Collected data entries:
====

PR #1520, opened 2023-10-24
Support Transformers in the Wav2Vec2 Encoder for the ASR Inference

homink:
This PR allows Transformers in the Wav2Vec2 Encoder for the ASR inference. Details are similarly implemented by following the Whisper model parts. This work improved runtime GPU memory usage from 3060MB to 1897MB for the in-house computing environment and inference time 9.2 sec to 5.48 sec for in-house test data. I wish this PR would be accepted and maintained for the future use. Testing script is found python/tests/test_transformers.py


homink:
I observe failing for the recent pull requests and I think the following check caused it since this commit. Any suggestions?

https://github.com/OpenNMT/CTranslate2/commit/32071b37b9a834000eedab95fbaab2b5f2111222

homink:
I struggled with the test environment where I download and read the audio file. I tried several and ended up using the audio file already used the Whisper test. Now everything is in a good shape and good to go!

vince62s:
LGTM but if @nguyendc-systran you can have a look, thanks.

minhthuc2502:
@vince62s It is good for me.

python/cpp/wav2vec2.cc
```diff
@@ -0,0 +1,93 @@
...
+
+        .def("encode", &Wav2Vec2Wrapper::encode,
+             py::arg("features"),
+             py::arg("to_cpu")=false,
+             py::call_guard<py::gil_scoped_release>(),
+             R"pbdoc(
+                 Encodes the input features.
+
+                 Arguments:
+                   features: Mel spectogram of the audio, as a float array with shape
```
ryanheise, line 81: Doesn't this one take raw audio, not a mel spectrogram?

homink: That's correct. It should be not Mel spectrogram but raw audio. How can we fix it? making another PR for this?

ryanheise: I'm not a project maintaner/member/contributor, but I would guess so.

====

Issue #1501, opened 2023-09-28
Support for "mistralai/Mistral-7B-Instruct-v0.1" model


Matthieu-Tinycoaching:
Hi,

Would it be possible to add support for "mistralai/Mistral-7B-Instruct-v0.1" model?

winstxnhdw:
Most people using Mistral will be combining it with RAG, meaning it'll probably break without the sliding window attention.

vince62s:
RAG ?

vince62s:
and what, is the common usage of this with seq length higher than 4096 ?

====

Where a line above includes "spectrogram", copy that line.

ryanheise, line 81: Doesn't this one take raw audio, not a mel spectrogram?
homink: That's correct. It should be not Mel spectrogram but raw audio. How can we fix it? making another PR for this?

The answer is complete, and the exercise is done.